**AVAILABLE RECORDS**
PR #1439, opened 2023-06-01
Work history being entered from before applicants graduated/qualified

David-Feetenby:
Add content and banner logic to help stop unneeded work history

### DIFF
--- a/app/helpers/application_form_helper.rb
+++ b/app/helpers/application_form_helper.rb
@@ -108,4 +108,16 @@ module ApplicationFormHelper
       { key: { text: key }, value: { text: value }, actions: actions || [] }
     end
   end
+
+  def application_form_display_work_history_before_teaching_qualification_banner?(
+    application_form
+  )
+    earliest_certificate_date =
+      application_form.teaching_qualification.certificate_date
+    earliest_work_history_date =
+      application_form.work_histories.pluck(:start_date).compact.min
+
+    earliest_certificate_date.present? && earliest_work_history_date.present? &&
+      earliest_work_history_date < earliest_certificate_date
+  end
 end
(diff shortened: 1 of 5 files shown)


spec/system/teacher_interface/check_answers_spec.rb
```diff
@@ -67,6 +67,70 @@
...
+      )
+    end
+  end
+
+  it "should not display the banner if both earliest_certificate_date and earliest_work_history_date are blank" do
+    @application_form.qualifications = []
+    @application_form.work_histories = []
+
+    #reload the page
+    visit current_path
```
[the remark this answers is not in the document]
David-Feetenby: The test seems to fail if i don't specify it. Not sure why, but currently in the process of refactoring them anyway so hopefully will just get superceded.

app/helpers/application_form_helper.rb
```diff
@@ -108,4 +108,14 @@ def application_form_summary_rows(
       { key: { text: key }, value: { text: value }, actions: actions || [] }
     end
   end
+
+  def display_banner?(application_form)
```
thomasleese, line 112: Could we clarify the name of this? Something that explains which banner is being displayed would be ideal.

spec/system/teacher_interface/check_answers_spec.rb
```diff
@@ -67,10 +67,74 @@
     end
   end
 
+  it "display banner" do
```
thomasleese, line 70: Would be good to explain which banner we're testing here, but the test itself looks good!

app/helpers/application_form_helper.rb
```diff
@@ -108,4 +108,14 @@ def application_form_summary_rows(
       { key: { text: key }, value: { text: value }, actions: actions || [] }
     end
   end
+
+  def display_work_history_banner?(application_form)
```
thomasleese, line 112:
```suggestion
  def application_form_display_work_history_before_teaching_qualification_banner?(application_form)
```

The helpers are global methods across all the views, so for a convention we've prefixed them with the model they're related to `application_form`.

thomasleese (approved):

**TASK**
In the listing above, count the lines that contain "them". Give the number and nothing else.

**COMPLETED TASK**
2